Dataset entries
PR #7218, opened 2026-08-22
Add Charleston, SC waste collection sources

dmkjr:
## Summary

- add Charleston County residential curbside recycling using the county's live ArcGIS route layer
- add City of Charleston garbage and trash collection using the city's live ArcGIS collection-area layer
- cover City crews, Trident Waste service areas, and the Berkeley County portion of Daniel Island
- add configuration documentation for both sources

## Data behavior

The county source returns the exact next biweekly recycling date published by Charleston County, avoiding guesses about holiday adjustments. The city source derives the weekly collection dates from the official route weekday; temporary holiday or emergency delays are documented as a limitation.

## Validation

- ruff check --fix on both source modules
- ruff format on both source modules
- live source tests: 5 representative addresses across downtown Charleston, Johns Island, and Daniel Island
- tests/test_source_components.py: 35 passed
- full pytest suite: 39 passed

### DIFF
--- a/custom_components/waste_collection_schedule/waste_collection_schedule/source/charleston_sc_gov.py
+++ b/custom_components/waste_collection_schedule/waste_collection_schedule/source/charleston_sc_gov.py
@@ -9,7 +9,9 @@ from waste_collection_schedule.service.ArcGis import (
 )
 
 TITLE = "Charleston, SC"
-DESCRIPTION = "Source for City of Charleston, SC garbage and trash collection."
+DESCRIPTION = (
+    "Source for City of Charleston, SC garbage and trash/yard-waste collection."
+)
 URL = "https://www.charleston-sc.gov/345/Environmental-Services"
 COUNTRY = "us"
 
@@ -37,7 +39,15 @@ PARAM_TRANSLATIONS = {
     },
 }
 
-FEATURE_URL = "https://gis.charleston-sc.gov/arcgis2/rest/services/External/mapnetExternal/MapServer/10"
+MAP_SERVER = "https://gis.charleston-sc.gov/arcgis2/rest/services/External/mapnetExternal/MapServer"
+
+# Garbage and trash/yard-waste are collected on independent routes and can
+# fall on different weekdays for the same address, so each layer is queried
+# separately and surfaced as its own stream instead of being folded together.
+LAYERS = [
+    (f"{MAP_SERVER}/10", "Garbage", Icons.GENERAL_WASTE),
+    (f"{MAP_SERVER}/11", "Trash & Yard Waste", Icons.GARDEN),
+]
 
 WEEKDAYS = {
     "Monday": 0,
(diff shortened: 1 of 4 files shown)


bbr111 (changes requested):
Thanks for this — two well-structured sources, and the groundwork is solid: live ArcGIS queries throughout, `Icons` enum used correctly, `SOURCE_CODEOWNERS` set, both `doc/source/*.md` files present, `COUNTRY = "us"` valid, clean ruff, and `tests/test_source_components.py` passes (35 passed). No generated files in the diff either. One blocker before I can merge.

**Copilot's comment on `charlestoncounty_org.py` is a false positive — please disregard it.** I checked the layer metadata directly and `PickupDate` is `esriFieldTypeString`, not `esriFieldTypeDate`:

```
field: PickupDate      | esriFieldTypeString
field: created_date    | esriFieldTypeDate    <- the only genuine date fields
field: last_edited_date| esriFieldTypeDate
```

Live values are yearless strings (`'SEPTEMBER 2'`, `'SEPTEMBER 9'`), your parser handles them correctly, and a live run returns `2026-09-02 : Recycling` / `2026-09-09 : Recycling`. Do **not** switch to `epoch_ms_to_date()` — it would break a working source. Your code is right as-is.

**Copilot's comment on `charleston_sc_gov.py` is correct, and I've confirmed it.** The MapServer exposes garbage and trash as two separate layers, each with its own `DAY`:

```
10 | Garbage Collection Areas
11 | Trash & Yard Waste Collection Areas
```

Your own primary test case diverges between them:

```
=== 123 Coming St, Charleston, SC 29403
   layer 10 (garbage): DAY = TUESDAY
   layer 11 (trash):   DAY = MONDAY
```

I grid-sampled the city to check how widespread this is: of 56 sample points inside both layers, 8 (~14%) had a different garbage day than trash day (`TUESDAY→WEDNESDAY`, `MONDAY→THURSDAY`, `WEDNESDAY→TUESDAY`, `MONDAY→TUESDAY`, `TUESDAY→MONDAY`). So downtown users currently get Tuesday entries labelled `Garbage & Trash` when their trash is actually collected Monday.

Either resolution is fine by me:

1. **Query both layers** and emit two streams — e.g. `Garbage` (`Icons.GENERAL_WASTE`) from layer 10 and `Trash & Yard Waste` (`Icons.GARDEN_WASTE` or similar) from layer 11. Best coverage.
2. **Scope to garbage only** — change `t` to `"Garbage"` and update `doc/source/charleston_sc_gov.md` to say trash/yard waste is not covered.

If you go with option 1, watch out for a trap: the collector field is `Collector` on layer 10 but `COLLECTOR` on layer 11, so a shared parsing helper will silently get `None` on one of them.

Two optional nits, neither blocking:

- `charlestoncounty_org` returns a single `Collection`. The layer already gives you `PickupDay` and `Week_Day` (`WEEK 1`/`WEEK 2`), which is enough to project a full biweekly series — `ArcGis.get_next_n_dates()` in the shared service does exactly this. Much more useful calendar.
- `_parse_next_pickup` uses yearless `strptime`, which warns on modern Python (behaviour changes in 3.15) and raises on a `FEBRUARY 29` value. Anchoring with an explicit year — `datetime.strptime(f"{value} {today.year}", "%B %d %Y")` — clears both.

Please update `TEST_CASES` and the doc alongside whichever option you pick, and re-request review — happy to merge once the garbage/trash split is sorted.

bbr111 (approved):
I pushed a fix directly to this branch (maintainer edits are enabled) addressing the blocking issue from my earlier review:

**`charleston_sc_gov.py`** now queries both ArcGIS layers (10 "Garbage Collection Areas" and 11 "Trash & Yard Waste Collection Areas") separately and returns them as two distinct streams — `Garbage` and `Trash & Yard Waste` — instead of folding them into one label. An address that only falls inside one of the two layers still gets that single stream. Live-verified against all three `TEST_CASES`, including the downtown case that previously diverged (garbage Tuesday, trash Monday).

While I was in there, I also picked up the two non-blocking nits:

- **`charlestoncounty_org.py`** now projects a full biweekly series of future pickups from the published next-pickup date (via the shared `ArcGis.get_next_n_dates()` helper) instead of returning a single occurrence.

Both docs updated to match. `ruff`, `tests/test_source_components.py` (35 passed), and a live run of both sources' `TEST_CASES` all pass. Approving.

* _What to do_
Copy the data exactly as it was presented.

* _Written answer_
PR #7218, opened 2026-08-22
Add Charleston, SC waste collection sources

dmkjr:
## Summary

- add Charleston County residential curbside recycling using the county's live ArcGIS route layer
- add City of Charleston garbage and trash collection using the city's live ArcGIS collection-area layer
- cover City crews, Trident Waste service areas, and the Berkeley County portion of Daniel Island
- add configuration documentation for both sources

## Data behavior

The county source returns the exact next biweekly recycling date published by Charleston County, avoiding guesses about holiday adjustments. The city source derives the weekly collection dates from the official route weekday; temporary holiday or emergency delays are documented as a limitation.

## Validation

- ruff check --fix on both source modules
- ruff format on both source modules
- live source tests: 5 representative addresses across downtown Charleston, Johns Island, and Daniel Island
- tests/test_source_components.py: 35 passed
- full pytest suite: 39 passed

### DIFF
--- a/custom_components/waste_collection_schedule/waste_collection_schedule/source/charleston_sc_gov.py
+++ b/custom_components/waste_collection_schedule/waste_collection_schedule/source/charleston_sc_gov.py
@@ -9,7 +9,9 @@ from waste_collection_schedule.service.ArcGis import (
 )
 
 TITLE = "Charleston, SC"
-DESCRIPTION = "Source for City of Charleston, SC garbage and trash collection."
+DESCRIPTION = (
+    "Source for City of Charleston, SC garbage and trash/yard-waste collection."
+)
 URL = "https://www.charleston-sc.gov/345/Environmental-Services"
 COUNTRY = "us"
 
@@ -37,7 +39,15 @@ PARAM_TRANSLATIONS = {
     },
 }
 
-FEATURE_URL = "https://gis.charleston-sc.gov/arcgis2/rest/services/External/mapnetExternal/MapServer/10"
+MAP_SERVER = "https://gis.charleston-sc.gov/arcgis2/rest/services/External/mapnetExternal/MapServer"
+
+# Garbage and trash/yard-waste are collected on independent routes and can
+# fall on different weekdays for the same address, so each layer is queried
+# separately and surfaced as its own stream instead of being folded together.
+LAYERS = [
+    (f"{MAP_SERVER}/10", "Garbage", Icons.GENERAL_WASTE),
+    (f"{MAP_SERVER}/11", "Trash & Yard Waste", Icons.GARDEN),
+]
 
 WEEKDAYS = {
     "Monday": 0,
(diff shortened: 1 of 4 files shown)


bbr111 (changes requested):
Thanks for this — two well-structured sources, and the groundwork is solid: live ArcGIS queries throughout, `Icons` enum used correctly, `SOURCE_CODEOWNERS` set, both `doc/source/*.md` files present, `COUNTRY = "us"` valid, clean ruff, and `tests/test_source_components.py` passes (35 passed). No generated files in the diff either. One blocker before I can merge.

**Copilot's comment on `charlestoncounty_org.py` is a false positive — please disregard it.** I checked the layer metadata directly and `PickupDate` is `esriFieldTypeString`, not `esriFieldTypeDate`:

```
field: PickupDate      | esriFieldTypeString
field: created_date    | esriFieldTypeDate    <- the only genuine date fields
field: last_edited_date| esriFieldTypeDate
```

Live values are yearless strings (`'SEPTEMBER 2'`, `'SEPTEMBER 9'`), your parser handles them correctly, and a live run returns `2026-09-02 : Recycling` / `2026-09-09 : Recycling`. Do **not** switch to `epoch_ms_to_date()` — it would break a working source. Your code is right as-is.

**Copilot's comment on `charleston_sc_gov.py` is correct, and I've confirmed it.** The MapServer exposes garbage and trash as two separate layers, each with its own `DAY`:

```
10 | Garbage Collection Areas
11 | Trash & Yard Waste Collection Areas
```

Your own primary test case diverges between them:

```
=== 123 Coming St, Charleston, SC 29403
   layer 10 (garbage): DAY = TUESDAY
   layer 11 (trash):   DAY = MONDAY
```

I grid-sampled the city to check how widespread this is: of 56 sample points inside both layers, 8 (~14%) had a different garbage day than trash day (`TUESDAY→WEDNESDAY`, `MONDAY→THURSDAY`, `WEDNESDAY→TUESDAY`, `MONDAY→TUESDAY`, `TUESDAY→MONDAY`). So downtown users currently get Tuesday entries labelled `Garbage & Trash` when their trash is actually collected Monday.

Either resolution is fine by me:

1. **Query both layers** and emit two streams — e.g. `Garbage` (`Icons.GENERAL_WASTE`) from layer 10 and `Trash & Yard Waste` (`Icons.GARDEN_WASTE` or similar) from layer 11. Best coverage.
2. **Scope to garbage only** — change `t` to `"Garbage"` and update `doc/source/charleston_sc_gov.md` to say trash/yard waste is not covered.

If you go with option 1, watch out for a trap: the collector field is `Collector` on layer 10 but `COLLECTOR` on layer 11, so a shared parsing helper will silently get `None` on one of them.

Two optional nits, neither blocking:

- `charlestoncounty_org` returns a single `Collection`. The layer already gives you `PickupDay` and `Week_Day` (`WEEK 1`/`WEEK 2`), which is enough to project a full biweekly series — `ArcGis.get_next_n_dates()` in the shared service does exactly this. Much more useful calendar.
- `_parse_next_pickup` uses yearless `strptime`, which warns on modern Python (behaviour changes in 3.15) and raises on a `FEBRUARY 29` value. Anchoring with an explicit year — `datetime.strptime(f"{value} {today.year}", "%B %d %Y")` — clears both.

Please update `TEST_CASES` and the doc alongside whichever option you pick, and re-request review — happy to merge once the garbage/trash split is sorted.

bbr111 (approved):
I pushed a fix directly to this branch (maintainer edits are enabled) addressing the blocking issue from my earlier review:

**`charleston_sc_gov.py`** now queries both ArcGIS layers (10 "Garbage Collection Areas" and 11 "Trash & Yard Waste Collection Areas") separately and returns them as two distinct streams — `Garbage` and `Trash & Yard Waste` — instead of folding them into one label. An address that only falls inside one of the two layers still gets that single stream. Live-verified against all three `TEST_CASES`, including the downtown case that previously diverged (garbage Tuesday, trash Monday).

While I was in there, I also picked up the two non-blocking nits:

- **`charlestoncounty_org.py`** now projects a full biweekly series of future pickups from the published next-pickup date (via the shared `ArcGis.get_next_n_dates()` helper) instead of returning a single occurrence.

Both docs updated to match. `ruff`, `tests/test_source_components.py` (35 passed), and a live run of both sources' `TEST_CASES` all pass. Approving.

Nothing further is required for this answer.